Python automated testing framework: the difference between Pytest and Unittest

pytest and unittest are two commonly used testing frameworks in Python, both of which can be used to write and execute test cases, but they are different in many ways. This article will discuss these differences from different perspectives to help you better understand pytest and unittest.

1. Principle
pytest is a test framework based on Python's assert statement and Python's introspection feature. Its principle is to test Python functions based on decorators.

unittest is a test framework based on the Java-based JUnit test framework. Its principle is object-oriented design, and test cases need to be encapsulated in test classes for testing.

2. Support functions
Pytest support functions:

1) Multiple assertion styles, such as assert, assertion, expect and should;

2) Use standard output to output test results;

3) Customize plug-ins to extend the functions of the test framework, such as supporting test reports, test coverage, performance testing, etc.;

4) Use fixtures to manage dependencies of test cases;

5) Support the use of pytest-xdist plug-ins for distributed testing;

unittest support functions:

1) Test suites and test devices, such as using setUp() and tearDown() methods to initialize and clean up the test environment;

2) Support multiple assertion methods, such as assertEqual, assertNotEqual, assertTrue, assertFalse;

3) Use TestResult and TestSuite to manage the execution order of test results and test cases;

4) Support unittest.mock to simulate and replace test objects;

5) Support coverage.py for test coverage analysis;

6) Support generating test reports in HTML format;

3. Use case composition
pytest uses Python functions to write test cases. The name of the test case starts with test_, and the parameters of the test case are managed by fixtures.
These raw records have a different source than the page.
PR #1931, opened 2022-07-03
Signal: optimization to draw fewer overlapping vertical lines

AbeniMatteo:
While we finalize the other PR, we can start the conversation for this one.

**Purpose:**
Signals render 3 lines where only 2 or 1 are needed, this PR reduces the points\lines used to draw an interval.
For simplicity, i'm not doing anything fancy with the first and the last point.

This image shows an exploded view of what is happening on the same X pixel (and the end result on the right).

image

### DIFF
--- a/src/ScottPlot4/ScottPlot/Plottable/SignalPlotXYGeneric.cs
+++ b/src/ScottPlot4/ScottPlot/Plottable/SignalPlotXYGeneric.cs
@@ -97,12 +97,19 @@ namespace ScottPlot.Plottable
 
             var pointsCount = endIndex - startIndex;
 
-            yield return new PointF(x + dims.DataOffsetX, dims.GetPixelY(Strategy.SourceElement(startIndex) + Convert.ToDouble(OffsetY)));
+            var startValue = Strategy.SourceElement(startIndex);
+            yield return new PointF(x + dims.DataOffsetX, dims.GetPixelY(startValue + Convert.ToDouble(OffsetY)));
             if (pointsCount > 1)
             {
-                yield return new PointF(x + dims.DataOffsetX, dims.GetPixelY(min + Convert.ToDouble(OffsetY)));
-                yield return new PointF(x + dims.DataOffsetX, dims.GetPixelY(max + Convert.ToDouble(OffsetY)));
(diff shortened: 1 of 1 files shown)


swharden:
> Signals render 3 lines where only 2 or 1 are needed

Hi @AbeniMatteo, thanks for spearheading this conversation! I'll share two of my thoughts which may be worth considering when exploring this topic.

1) This duplication may have been added on purpose to improve **GDI-specific rendering quirks** when anti-aliasing is enabled or disabled. I don't recall the details, and if this were the case I should have documented justification using code comments. Exploration of this topic should include comparing high density signal plots in both anti-aliased and non-anti-aliased modes to ensure the quality of the graphics don't unintentionally get worse through this optimization. Let's test it and see, and if this is the case we can improve the code by documenting why that duplication is necessary.

2) Signal plots draw a number of lines linearly related to the width of the data area (in pixels). This means that there should never be an extremely large number of lines (or duplicated points), so optimizing rendering after the data reduction has already occurred **may not yield a strong performance improvement**. Benchmarks are better than gut feelings though, so I'm definitely in favor of exploring this further!

StendProg:
Great improvement, drawing a line is billion times more expensive than just checking. But I agree with @swharden  skepticism, and I also think that in real signals the number of saved lines will always tend to zero. 
In any case, checks are very cheap, why not add them.

AbeniMatteo:
> Exploration of this topic should include comparing high density signal plots in both anti-aliased and non-anti-aliased modes 

I will setup an automated test that compares pixel by pixel.

>Benchmarks are better than gut feelings though

Quick test with a random signal and one more stable (with `lowQuality: true`).

|Values|Fix|Points|Time|
|-|-|-|-|
|Random|Before|5436|71ms|
|Random|After|4696|64ms|
|-||||
|Stable|Before|5452|69ms|
|Stable|After|3626|62ms|

Random

Stable

swharden:
This PR has been an open draft without new activity in a few weeks so I'll close it for now, but I'm happy to revisit it if again if it's opened with screenshots/data to better evaluate the change in quality (if there is any) and performance 👍

Issue #1925, opened 2022-06-30
Cookbook: show generation date on home page


swharden:
Category pages show generation date:
https://scottplot.net/cookbook/4.1/category/quickstart/

but the home page does not:
https://scottplot.net/cookbook/4.1/

PR #1939, opened 2022-07-08
Cookbook Website: Adds date generated

bclehmann:
**Purpose:**
#1925

It looks like this:
image


bclehmann:
I don't know if you want me to open a PR in [ScottPlot/ScottPlot.NET](https://github.com/ScottPlot/ScottPlot.NET) as well, or just leave it be. I personally think it's fine if we only regenerate it once a new release comes out.

swharden:
Whoops, I forgot to check open PRs before duplicated some of this effort in another PR. Your formatting is superior though, the language is more internally consistent, and the screenshot helps a ton - Thanks!

PR #1945, opened 2022-07-10
Generic Signal plots: add support for byte arrays

swharden:
The goal of this PR is to add support for `byte[]` back into generic signal (SignalConst and SignalXY) types

* extends #1927

### DIFF
--- a/src/ScottPlot4/ScottPlot.Avalonia/ScottPlot.Avalonia.NUGET.csproj
+++ b/src/ScottPlot4/ScottPlot.Avalonia/ScottPlot.Avalonia.NUGET.csproj
@@ -15,9 +15,9 @@
     <PackageReleaseNotes>https://ScottPlot.NET/changelog</PackageReleaseNotes>
     <RepositoryUrl>https://github.com/ScottPlot/ScottPlot</RepositoryUrl>
     <GeneratePackageOnBuild>true</GeneratePackageOnBuild>
-    <Version>4.1.52</Version>
-    <AssemblyVersion>4.1.52.0</AssemblyVersion>
-    <FileVersion>4.1.52.0</FileVersion>
+    <Version>4.1.53</Version>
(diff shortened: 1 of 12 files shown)


AbeniMatteo:
This problem was introduced long ago, nothing to do with #1927.

Introducing a specialized path for bytes doesn't fix the entire problem, since byte can easily overflow during an addition.

swharden:
> This problem was introduced long ago, nothing to do with https://github.com/ScottPlot/ScottPlot/pull/1927.

Thanks for pointing this out! This fails on many old versions of ScottPlot, and the failure was not introduced by #1927
```cs
ScottPlot.Plot plt = new();
plt.AddSignalConst(new byte[] { 1, 2, 3 });
```

```
Exception thrown: 'System.InvalidOperationException' in System.Linq.Expressions.dll
```

> byte can easily overflow during an addition

This is a good point, but in practice it seems okay.

```cs
public Form1()
{
    InitializeComponent();
    byte[] ys = DataGen.Sin(100_000, 5_000, 100, 100).Select(x => (byte)x).ToArray();
    formsPlot1.Plot.AddSignalConst(ys);
    formsPlot1.Refresh();
}
```

byte4

AbeniMatteo:
I'm confused, the exception was just replaced by an incorrect implementation.

> This is a good point, but in practice it seems okay.

It seems okay because you're only showing the values and not doing anything else with them.
For example, this is the result of using `OffsetY`:
```cs
var plot = new ScottPlot.FormsPlot { Dock = DockStyle.Fill };
var ys = ScottPlot.DataGen.Sin(100, 100, 100, 100).Select(x => (byte)x).ToArray();
var signal = plot.Plot.AddSignalConst(ys);
signal.OffsetY = 100;
plot.Refresh();

var form = new Form { Width = 500, Height = 500 };
form.Controls.Add(plot);
form.ShowDialog();
```

Issue #1942, opened 2022-07-10
YDataRange for ScatterPlots, SignalPlots


bclehmann:
## Feature Suggestion

**Feature description:** Gives the min and max y within an interval of x values. See also #1929

**Code example:**

```cs
(double yMin, double yMax) = sig.YDataRange(myPlot.GetAxisLimits());
myPlot.AutoAxisY(yMin, yMax);
```

PR #1946, opened 2022-07-10
Signal and Scatter: GetYDataRange()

unittest uses Python classes to write test cases. The name of the test case starts with test, and the test case needs to inherit the unittest.TestCase class.

4. Running mode
pytest supports running test cases from command line, text file or Python module, and will automatically collect test case execution when the test is running.

unittest needs to encapsulate the test case in the test class, and run the test case through the command line or the test runner. When the test is running, it needs to manually specify the test class or test method for execution. It supports the use of python -m unittest to execute the test case.

5. Extensibility
pytest can flexibly customize plug-ins to extend the functions of the test framework, and can easily integrate with other Python libraries and tools, such as using with Selenium, Requests, BeautifulSoup and other libraries for end-to-end testing, API testing, web testing, etc.

unittest can also extend the function of the test framework by customizing the test runner and test device, but compared with pytest, the flexibility is lower. The scalability of unittest is mainly reflected in the support of using libraries such as mock and coverage.py for test extension .

6. Parameterized
pytest supports the use of fixtures to manage the parameters of test cases, and supports the use of @pytest.mark.parametrize for parameterized tests.

unittest supports the use of the setUp() method to initialize test cases, and supports the use of TestCase.subTest for parameterized testing, but it is more troublesome than pytest.

7. Test report
pytest supports the use of pytest-html plug-in or pytest-xdist plug-in to generate test reports, which can generate test reports in HTML format, including test results, test cases, test coverage and other information, which can be easily analyzed and Check.

unittest supports using libraries such as coverage.py and unittest-xml-reporting to generate test reports, but it is not as convenient as pytest to generate test reports.

8. Ease of use
Compared with unittest, pytest is easier to use. Its test cases can be written using simple Python functions. It supports 3 operation modes, and it is relatively simple to write and execute.

unittest needs to encapsulate the test case in the test class, and the test class or test method needs to be manually specified for execution when the test is running. unittest is more stable and mature than pytest, but less scalable.

9. Applicable scenarios
pytest is suitable for projects that require unit testing, integration testing, and end-to-end testing, especially for projects with a large number of test cases.

unittest is suitable for projects that require unit testing and integration testing, especially for relatively simple test cases.

Both pytest and unittest are commonly used testing frameworks in Python, and they each have their own advantages and applicable scenarios. If you are not familiar with the Python testing framework, it is recommended to start with unittest first, and then gradually understand pytest after you are familiar with it.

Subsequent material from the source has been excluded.